采用动态核特征及贝叶斯最大后验估计的语音转换方法
Voice conversion using bayesian analysis and dynamic kernel features
-
摘要: 针对小样本情况下,使用混合概率线性回归(Mixture of Probabilistic Linear Regressions,MPLR)模型进行语音转换容易出现过拟合的问题,提出利用动态核特征替代源说话人语音谱特征后,对转换函数参数进行贝叶斯最大后验估计(Maximum a Posterior,MAP)求解的方法。首先采用核函数将源说话人的语音谱特征转化为动态核特征,再引入转换函数参数的先验知识,最后根据对误差的不同假设,提出两种求解转换函数参数的方法。客观评测实验结果表明,所提出方法的平均谱失真值相对于MPLR模型转换方法平均降低了4.25%。主观评测实验结果表明,所提出的方法在转换语音的相似度和自然度方面的得分均高于MPLR方法。实验结果证明,所提出方法有效地改善了语音转换中的过拟合问题。
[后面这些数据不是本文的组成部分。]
PR #10582, opened 2026-07-25
fix(git): resolve upstream for branches whose name is an ambiguous ref

egoing:
## Summary

**Symptom:** on some branches, clicking **Create PR** in Source Control never renders the PR form — only a "Review setup needs attention." notice appears, even though the branch is pushed and correctly tracked. `getHostedReviewCreationEligibility` reports `blockedReason: "no_upstream"`.

**Root cause:** `getCurrentBranchName` (`src/shared/git-effective-upstream.ts`) read the branch via `git symbolic-ref --quiet --short HEAD`. `--short` does not mean "strip `refs/heads/`" — it returns the **shortest _unambiguous_** ref. When another ref shares the branch's name (most commonly a same-named tag, e.g. a `v1.0` branch plus a `v1.0` tag), git must disambiguate and returns `heads/v1.0` instead of `v1.0`.

That `heads/`-prefixed name was then used verbatim to query `branch.<name>.remote` / `branch.<name>.merge` and to probe `refs/remotes/origin/<name>`. Real git config is keyed by the true branch name, so every lookup missed, `resolveEffectiveGitUpstreamForBranch` fell through every path, and `hasUpstream` came back `false`.

The fix reads the full ref (`git symbolic-ref --quiet HEAD`) and strips `refs/heads/` in JS, so the name is always exact regardless of what other refs exist.

> **Correction to the original diagnosis.** This PR was originally filed as a non-ASCII/UTF-8 byte-truncation bug. That mechanism could not be reproduced: on git 2.44.0 and 2.50.1, across `en_US.UTF-8`, `C`, `POSIX`, `ko_KR.UTF-8`, and four ISO-8859 locales, `--short` returned the reporter's 63-byte Korean branch name **byte-for-byte intact**:
>
> ```
> $ git symbolic-ref --quiet --short HEAD | xxd
> 00000000: 6567 6f69 6e67 2f41 4745 4e54 532e 6d64  egoing/AGENTS.md
> 00000010: 2deb a5bc 2dec 839d ec84 b1ed 9598 eab3  -...-...........
> 00000020: a02d ec9c 84ed 82a4 2dec a095 ecb1 85ec  .-......-.......
> 00000030: 9d84 2dec 8898 eba6 bded 9598 eab8 b00a  ..-.............
> ```
>
> The one-line code change is unchanged and correct — but it fixes ref **ambiguity**, not byte truncation, and non-ASCII is incidental. The source comment and tests were rewritten to describe the real mechanism, because a wrong comment would send the next reader chasing a nonexistent encoding bug.

## ELI5

Git has a shortcut for asking "what branch am I on?" that gives back the shortest name that still points at exactly one thing. If you happen to have a tag with the same name as your branch, that shortcut has to get more specific and hands back `heads/my-branch` instead of `my-branch`.

Orca took that answer at face value and went looking for settings filed under `heads/my-branch`. Nothing is filed under that name, so Orca concluded the branch had never been published and refused to show the Create PR form. Now Orca asks for the full, unambiguous name and trims it itself, so it always looks in the right place.

## Proof of fix

Root cause demonstrated against a real git binary — a branch and tag both named `v1.0`:

```
$ git symbolic-ref --quiet --short HEAD
heads/v1.0                                 # <-- what main fed into config lookups
$ git symbolic-ref --quiet HEAD
refs/heads/v1.0                            # <-- what the fix uses -> "v1.0"

$ git config --get "branch.heads/v1.0.remote"; echo "exit=$?"
exit=1                                     # main's lookup MISSES
$ git config --get "branch.v1.0.remote"; echo "exit=$?"
origin
exit=0                                     # the fix's lookup HITS
```

The new tests drive `resolveEffectiveGitUpstream` against **real git repos** created in `tmpdir` (init → commit → real remote → publish), not string fixtures.

**On `origin/main`'s source, with the new tests — FAILS:**

```
 × resolveEffectiveGitUpstream against real git > resolves the upstream when a same-named tag makes the branch ref ambiguous 1061ms
 × resolveEffectiveGitUpstream > reads the full HEAD ref rather than the abbreviated form 1ms

 Test Files  1 failed (1)
      Tests  2 failed | 8 passed (10)
```

**With this PR's source — PASSES:**

```
 Test Files  1 passed (1)
      Tests  10 passed (10)
```

The suite also round-trips ASCII, Korean, Japanese, Chinese, Cyrillic, emoji, and double-quote branch names byte-for-byte through the real code path, and asserts detached HEAD still resolves to `null`.

## Proof of no regressions

Full dependent suite — every test file touching upstream resolution across `shared`, `main/git`, and `relay`:

```
    src/shared/git-effective-upstream.test.ts src/shared/git-upstream-status.test.ts \
    src/shared/git-remote-error.test.ts src/shared/git-remote-identity.test.ts \
    src/shared/git-config-snapshot-runner.test.ts src/shared/git-push-target-validation.test.ts \
    src/shared/git-history.test.ts src/main/git/upstream.test.ts \
    src/main/git/branch-rename.test.ts src/main/git/remote.test.ts src/main/git/status.test.ts \
    src/main/git/status-upstream-negative-cache.test.ts src/main/git/status-upstream-probe-churn.test.ts \
    src/relay/git-status-upstream-negative-cache.test.ts src/relay/git-handler-status-ops.test.ts

 Test Files  15 passed (15)
      Tests  237 passed (237)
```

Typecheck (all three projects) and lint:

```
$ npx tsc --noEmit -p config/tsconfig.node.json     -> exit 0
$ npx tsc --noEmit -p config/tsconfig.tc.cli.json   -> exit 0
$ npx tsc --noEmit -p config/tsconfig.tc.web.json   -> exit 0
$ npx oxlint                                        -> exit 0
$ npx oxfmt --check <changed files>  -> All matched files use the correct format.
```

**Defect found and fixed in the original patch:** the PR as submitted broke **4 pre-existing tests** in `src/main/git/remote.test.ts`, which assert the exact argv of every spawned git command. Those tests pass 34/34 on `origin/main` and failed 4/34 with the original diff. Updated the `symbolic-ref` argv expectations and the corresponding mock stdout to the full-ref form; `remote.test.ts` is back to **34/34**.

No user-visible behavior changes beyond the fix. For any branch whose name was already unambiguous, `--short` and `refs/heads/`-stripping return the identical string, so the resolved upstream is byte-identical — asserted explicitly by the ASCII round-trip case. Detached HEAD is unchanged: `symbolic-ref` exits non-zero either way and the `catch` returns `null` (covered by a new real-git test).

## Screenshots

No visual change to markup or styling. The user-visible effect is that the Create PR form now renders instead of the "Review setup needs attention." notice; the before/after screenshots from the original report are preserved below.

**Before:** the Create PR panel shows the **Publish Branch** button and a "Review setup needs attention." notice — no title/description/base form.

image

**After:** the same state renders the normal Create PR form (title, description, base selector, draft toggle, Create PR button).

## Testing

- [x] `pnpm lint` — ran `npx oxlint`, exit 0. Pre-existing warnings remain in files this PR does not touch (`agent-browser-bridge.test.ts`, `ssh-git-provider.test.ts`); they reproduce identically on pristine `main`.
- [x] `pnpm typecheck` — ran all three projects (`tsconfig.node.json`, `tsconfig.tc.cli.json`, `tsconfig.tc.web.json`) individually, all exit 0.
- [ ] `pnpm test` — **not run in full** (30+ min suite). Ran the 15 test files covering upstream resolution across `shared`, `main/git`, and `relay` instead: 237/237 pass. See "Proof of no regressions".
- [ ] `pnpm build` — not run.

## AI Review Report

Reviewed as a hostile maintainer review, verifying claims against a **real git binary** rather than trusting the PR description.

Main risks checked and what was found:

- **Stated root cause was wrong** — flagged and corrected. The non-ASCII truncation mechanism did not reproduce on git 2.44.0 or 2.50.1 across 8 locales; `--short` returned the reporter's exact 63-byte Korean name intact (hexdump in Summary). Bisected to the real trigger: `--short` returns the shortest *unambiguous* ref, so a same-named tag yields `heads/<name>`. Verified the full end-to-end failure with a real repo, real remote, and real config lookups. The code change stands; the comment and tests were rewritten so the next reader isn't sent chasing an encoding bug.
- **Broke existing tests** — found and fixed. `src/main/git/remote.test.ts` asserts exact git argv; the original diff failed 4 of its 34 tests. Confirmed those 4 pass on pristine `main`, so the breakage was introduced by this PR. Fixed and re-verified 34/34.
- **ASCII regression risk** — explicitly asserted. Added a byte-for-byte round-trip case for a plain ASCII branch; unambiguous names are provably unchanged through the new path.
- **Prefix-stripping correctness** — the strip is conditional (`ref.startsWith('refs/heads/')`), so a HEAD symref outside `refs/heads/` is passed through rather than mangled. Verified against real git: pointing HEAD at `refs/custom/thing` returns the full ref, and the conditional leaves it intact.
- **Detached HEAD** — verified with real git that `symbolic-ref` exits 1 with and without `--short`, so the `catch → null` path is unchanged. Added a real-git test.
- **macOS NFC/NFD normalization** — checked, since APFS decomposes filenames and refs can be stored as loose files. Created a precomposed (NFC) Hangul branch and read it back through both loose refs and after `git pack-refs --all`: identical NFC bytes both times. Git writes ref names as raw bytes and does not normalize, so no NFC/NFD hazard on either storage form.
- **Branch names containing `->`** — verified `arrow->name` round-trips through `symbolic-ref` cleanly. This code path reads `symbolic-ref`, never the `HEAD -> main` arrow syntax of `branch -vv`/porcelain output, so there is nothing to mis-split.
- **All callers audited** — 6 call sites across `src/main/git/{status,branch-rename,remote,upstream}.ts`, `src/relay/{git-handler,git-status-upstream-negative-cache}.ts`. None re-quote, re-strip, or double-decode the returned name; all pass it straight into `branch.<name>.*` lookups or ref paths, which is exactly what the fix makes correct.
- **`core.quotePath` / C-style octal quoting** — considered and ruled out. `quotePath` governs **path** output (`status`, `ls-files`, `diff`), not ref names from `symbolic-ref`. Confirmed empirically: no `\NNN` escapes or wrapping quotes in the output for any non-ASCII branch tested, so no unquoting step is needed.

**Cross-platform (macOS/Linux/Windows):** explicitly checked. The change is one git flag removal plus pure JS string-prefix stripping — no shell invocation, no path handling (`refs/heads/` is a git-internal ref name, always `/`-separated on every OS, so `path.join` is not applicable), no keyboard/accelerator surface, no Electron platform branching. `git symbolic-ref HEAD` has behaved identically across git-for-Windows, Linux, and macOS since long before the Git 2.25 baseline, and the full-ref form is *older and more primitive* than `--short`, so no capability gate or fallback is needed. Executed on macOS (git 2.44.0 and 2.50.1); Windows/Linux not executed in this session — see Notes.

## Security Audit

Low risk. No new subprocess spawn, no new IPC surface, no new user input reaching a command line. The change **removes** an argument (`--short`) from an existing invocation and adds a pure string operation on its output.

Reviewed specifically:

- **Command execution** — argument count goes down, not up. All args remain fixed literals; nothing user-controlled is interpolated into the command. Invocation still flows through the existing `runGit`/`execFile`-style abstraction (argv array, no shell), so quoting and injection exposure is unchanged.
- **Input handling** — `getCurrentBranchName`'s output was already treated as untrusted and flows into downstream git command construction; this diff changes only *how the value is obtained*, not how it is consumed. Strictly speaking it makes the value **more** faithful to git's actual state.
- **Path handling** — none. `refs/heads/` is a ref namespace, not a filesystem path, and is never joined against a filesystem root here.
- **Secrets / auth / dependencies** — untouched. No new dependencies.

## Notes

- **Same bug still present in two sibling call sites, deliberately out of scope.** `getConfiguredPushTarget` (`src/main/git/remote.ts:21`), `src/relay/git-handler-push-target.ts:18`, and `src/shared/git-history.ts:91` all still use `symbolic-ref --quiet --short HEAD` and will mis-resolve for the same ambiguous-ref case. They are on the push/history paths with different failure semantics and their own argv-asserting tests, so fixing them belongs in a separate PR. Filing that follow-up is recommended.
- **`getConfiguredUpstream` still uses `rev-parse --abbrev-ref HEAD@{u}`** and can still fail on this class of branch. That failure is caught by the existing `isNoUpstreamError` check and fully recovered by the `getConfiguredBranchRemoteUpstream` fallback now that it receives the correct branch name — behavior is correct end-to-end, just via the fallback rather than the primary path.
- **Platform execution coverage:** verified at runtime on macOS only. No Windows or Linux machine was available in this session. Risk is assessed as low (see AI Review Report), but Windows in particular differs on console codepage and encoding defaults, so a Windows smoke test before merge would be worthwhile.
- **SSH / remote hosts:** the fix removes a local-locale dependency rather than adding one — see Compatibility.

## Compatibility

- **Platforms:** macOS — executed against real git 2.44.0 (Homebrew) and 2.50.1 (Apple Git-155), including NFC/NFD ref-storage checks on APFS through both loose refs and `packed-refs`. Linux/Windows — not executed; reasoned safe because the diff is one flag removal plus JS string handling, with no path, shell, or platform-branching surface. `symbolic-ref HEAD` predates the Git 2.25 baseline and needs no capability gate or fallback. Windows encoding/codepage differences are the main residual unknown (flagged in Notes).
- **SSH / remote:** safe, and strictly an improvement. Only the argv passed to the existing `runGit` abstraction changed, so native/WSL/SSH/relay host routing is untouched. The old code's correctness depended on the *remote* host's ref set (whether some other ref shadowed the branch name); the new code returns the branch's canonical full ref, which is independent of the remote's git version and locale. Nothing assumes local execution or local locale.
- **Performance:** no hot-path change. Same single `symbolic-ref` spawn as before — one flag fewer, one `String.prototype.slice` more. No added subprocess spawns, no added I/O, no polling or re-render impact.

Original patch by @egoing.

### DIFF
--- a/src/main/agent-hooks/first-work-branch-rename.test.ts
+++ b/src/main/agent-hooks/first-work-branch-rename.test.ts
@@ -463,7 +463,7 @@ describe('maybeAutoRenameBranchOnFirstWork', () => {
         throw noUpstreamError
       }
       if (args[0] === 'symbolic-ref') {
-        return { stdout: 'you/Nautilus\n', stderr: '' }
+        return { stdout: 'refs/heads/you/Nautilus\n', stderr: '' }
       }
       if (args[0] === 'rev-parse' && args.includes('refs/remotes/origin/you/Nautilus')) {
         throw new Error('not found')
@@ -486,7 +486,7 @@ describe('maybeAutoRenameBranchOnFirstWork', () => {
         return { stdout: 'you/Nautilus\n', stderr: '' }
       }
       if (args[0] === 'symbolic-ref') {
-        return { stdout: 'you/Nautilus\n', stderr: '' }
+        return { stdout: 'refs/heads/you/Nautilus\n', stderr: '' }
       }
       if (args[0] === 'rev-parse' && args.some((arg) => arg.includes('@{u}'))) {
         upstreamReadCount += 1
--- a/src/main/git/branch-rename.test.ts
+++ b/src/main/git/branch-rename.test.ts
@@ -16,7 +16,7 @@ describe('probeBranchUpstream', () => {
   it('reports has-upstream when @{u} resolves to a tracking ref', async () => {
     const exec: GitExec = vi.fn(async (args: string[]) => {
       if (args[0] === 'symbolic-ref') {
-        return { stdout: 'feature\n', stderr: '' }
+        return { stdout: 'refs/heads/feature\n', stderr: '' }
       }
       if (args[0] === 'rev-parse' && args.includes('HEAD@{u}')) {
         return { stdout: 'origin/feature\n', stderr: '' }
@@ -29,7 +29,7 @@ describe('probeBranchUpstream', () => {
   it('reports no-upstream when there is no upstream', async () => {
     const exec: GitExec = vi.fn(async (args: string[]) => {
       if (args[0] === 'symbolic-ref') {
-        return { stdout: 'feature\n', stderr: '' }
+        return { stdout: 'refs/heads/feature\n', stderr: '' }
       }
       if (args[0] === 'rev-parse' && args.includes('HEAD@{u}')) {
         throw noUpstreamError
@@ -45,7 +45,7 @@ describe('probeBranchUpstream', () => {
   it('reports has-upstream when a same-name origin tracking ref exists without configured upstream', async () => {
     const exec: GitExec = vi.fn(async (args: string[]) => {
       if (args[0] === 'symbolic-ref') {
-        return { stdout: 'feature\n', stderr: '' }
+        return { stdout: 'refs/heads/feature\n', stderr: '' }
       }
       if (args[0] === 'rev-parse' && args.includes('HEAD@{u}')) {
         throw noUpstreamError
@@ -84,7 +84,7 @@ describe('probeBranchUpstream', () => {
     // A gettext-enabled git under de_DE translates even the `fatal:` prefix.
     const exec: GitExec = vi.fn(async (args: string[]) => {
       if (args[0] === 'symbolic-ref') {
-        return { stdout: 'feature\n', stderr: '' }
+        return { stdout: 'refs/heads/feature\n', stderr: '' }
       }
       throw new Error(
         'Command failed: git rev-parse --abbrev-ref HEAD@{u}\n' +
--- a/src/main/git/remote.test.ts
+++ b/src/main/git/remote.test.ts
@@ -59,6 +59,38 @@ describe('git remote operations', () => {
     )
   })
 
+  it('keeps the fork push target when a same-named tag makes the branch ref ambiguous', async () => {
+    // Why: `symbolic-ref --short` abbreviates an ambiguous HEAD to `heads/v1.0`,
+    // so every `branch.<name>.*` lookup missed and the push fell back to
+    // `origin HEAD`, publishing review commits to the upstream repository.
+    gitExecFileAsyncMock.mockImplementation(async (args: string[]) => {
+      if (args[0] === 'symbolic-ref') {
+        expect(args).not.toContain('--short')
+        return { stdout: 'refs/heads/v1.0\n', stderr: '' }
+      }
+      if (args[0] === 'config' && args.includes('branch.v1.0.remote')) {
+        return { stdout: 'fork\n', stderr: '' }
+      }
+      if (args[0] === 'config' && args.includes('branch.v1.0.pushRemote')) {
+        return { stdout: 'fork\n', stderr: '' }
+      }
+      if (args[0] === 'config' && args.includes('branch.v1.0.merge')) {
+        return { stdout: 'refs/heads/v1.0\n', stderr: '' }
+      }
+      if (args[0] === 'config') {
+        throw new Error('missing key')
+      }
+      return { stdout: '', stderr: '' }
+    })
+
+    await gitPush('/repo', false)
+
+    expect(gitExecFileAsyncMock).toHaveBeenLastCalledWith(
+      ['push', '--set-upstream', 'fork', 'HEAD:v1.0'],
+      { cwd: '/repo' }
+    )
+  })
+
   it('does not combine remote.pushDefault with a base-branch merge target', async () => {
     gitExecFileAsyncMock.mockImplementation(async (args: string[]) => {
       if (args[0] === 'symbolic-ref') {
--- a/src/main/git/remote.test.ts
+++ b/src/main/git/remote.test.ts
@@ -350,14 +350,14 @@ describe('git remote operations', () => {
 
   it("runs pull with the user's configured strategy", async () => {
     gitExecFileAsyncMock
-      .mockResolvedValueOnce({ stdout: 'feature\n', stderr: '' })
+      .mockResolvedValueOnce({ stdout: 'refs/heads/feature\n', stderr: '' })
       .mockResolvedValueOnce({ stdout: 'origin/feature\n', stderr: '' })
       .mockResolvedValueOnce({ stdout: '', stderr: '' })
 
     await gitPull('/repo')
 
     expect(gitExecFileAsyncMock.mock.calls).toEqual([
-      [['symbolic-ref', '--quiet', '--short', 'HEAD'], { cwd: '/repo' }],
+      [['symbolic-ref', '--quiet', 'HEAD'], { cwd: '/repo' }],
       [['rev-parse', '--abbrev-ref', 'HEAD@{u}'], { cwd: '/repo' }],
       [['pull'], { cwd: '/repo' }]
     ])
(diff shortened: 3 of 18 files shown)


nwparker:
## Retitled — the original diagnosis didn't survive verification

I changed the title from "stop truncating non-ASCII branch names when resolving upstream" to **"resolve upstream for branches whose name is an ambiguous ref"**, because that's what the code actually fixes and what the body itself proves.

The real defect, confirmed against a real repo: `symbolic-ref --short HEAD` returns the shortest *unambiguous* ref, so when a tag shares a branch's name it abbreviates to `heads/v1.0` instead of `v1.0`. Nothing matches `branch.<name>.*` config or a remote-tracking ref after that, so upstream resolution returns `null`. Reading the full ref and stripping `refs/heads/` yields `origin/v1.0` correctly. Non-ASCII was a red herring — the byte handling was never the problem.

One body statement should also be corrected: it says macOS Git "writes ref names as raw bytes and does not normalize." Under this repo's own `git init` defaults that's false — `core.precomposeUnicode=true`, so creating a branch with an NFD name produces canonical **NFC** bytes in `.git/HEAD`, the loose ref filename, `symbolic-ref` output, and `packed-refs` alike. Doesn't affect the fix; it's just an inaccurate explanation.

Verification that did hold up: `core.quotePath=true` produced no C-style quoting for Korean, Japanese, Cyrillic, emoji, quote-containing, or arrow-containing refs — byte-identical to `quotePath=false`, so quotePath is genuinely irrelevant here rather than being papered over. ASCII round-trips byte-identically, detached HEAD returns `null`, and a branch name containing a space is rejected by `git check-ref-format` so it can't be exercised.

OrcaWin:
Reviewed with an independent reproduction against real git on both 2.50.1 and the Git 2.25 baseline. **Your corrected diagnosis is exactly right** — `symbolic-ref --short HEAD` returns the shortest *unambiguous* ref, so a branch sharing a name with a tag yields `heads/v1.0` and every `branch.<name>.*` / `refs/remotes/...` lookup misses. I reproduced the user-visible symptom in the running app (Orca offering "Publish Branch" for an already-published branch) and watched it recover with the fix.

Two things grew the diff, and I want to be upfront that it is now substantially larger than your one-liner.

**1. The deferred call sites are worse than the titled symptom.** Your Notes list three siblings with the identical defect and defer them. I think that deferral is wrong: on a branch tracking a contributor fork, the wrong branch name makes `getConfiguredPushTarget` return null, so Orca pushes `--set-upstream origin HEAD` — **sending review commits to the wrong repository**. That is a data-integrity bug, not a cosmetic one. I extracted `src/shared/git-current-branch-name.ts` and routed all four sites through it.

**2. Eight test files were mocking git incorrectly.** They returned an abbreviated branch name for `symbolic-ref`, which real git never does — they passed only because production had the same bug. Corrected so they exercise the real contract. Mocks for `refs/remotes/origin/HEAD` are untouched; that is a genuinely different lookup.

I also fixed a defect in my own first pass, caught by an adversarial reviewer: the shared helper originally passed a non-`refs/heads/` symref through unchanged. With `git symbolic-ref HEAD refs/custom/thing`, upstream resolution then probes `refs/remotes/origin/refs/custom/thing` and can match a bogus upstream, while history synthesizes `refs/heads/refs/custom/thing`. Git itself refuses that state ("HEAD not found below refs/heads!"), so it now returns null — detached.

**One correction to the PR body:** the severity is overstated. The bug only bites when `branch.<name>.merge` is unset (published without `-u`) — with `-u` the primary `HEAD@{u}` path masks it. Still real, since Orca's first-publish path leaves exactly that state.

Also pinned git config in the new real-git test helper: an ambient `commit.gpgsign=true` kills it with `fatal: failed to write commit object`.

Perf is a non-issue with evidence rather than assertion: identical subprocess count (4 vs 4), one argv element swapped for one string slice. No capability gate needed — `symbolic-ref HEAD` is older and more primitive than `--short`, so this is a capability *downgrade* that cannot fail where the old command worked.

Validation: 4859 tests passing. Two failures in `src/relay/agent-exec-handler.test.ts` are pre-existing on main and untouched by this PR.

Excellent root-cause work — the `--short` semantics here are genuinely counterintuitive and you found the real mechanism.

Jinwoo-H:
Closing this submitted branch and routing the bug to canonical owner issue #17572. We will carry the work ourselves on current main and will not request contributor follow-up. Full contributor credit is preserved for @egoing. No action is requested from you. Thank you.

Abstract: When the training utterances are sparse, the voice conversion method based on Mixture of Probabilistic Linear Regressions is subjected to overfitting problem. To address that case, we adopt dynamic kernel features to replace the cepstrum features of the original speaker and estimate the transformation parameters in sense of Maximizing a Posterior with Bayesian inference. First, the features of the original speaker are converted into dynamic kernel features by kernel transformation. Then the prior information of the transformation parameters is introduced. Finally, according to different assumptions about conversion error, we propose two different methods to estimate the transformation parameters. Compared to MPLR, the proposed method achieves 4.25% relative decrease on the average cepstrum distortion in objective evaluations and obtains higher score about naturalness and similarity in subjective evaluations. Experimental results indicate that the proposed method can alleviate the overfitting problem.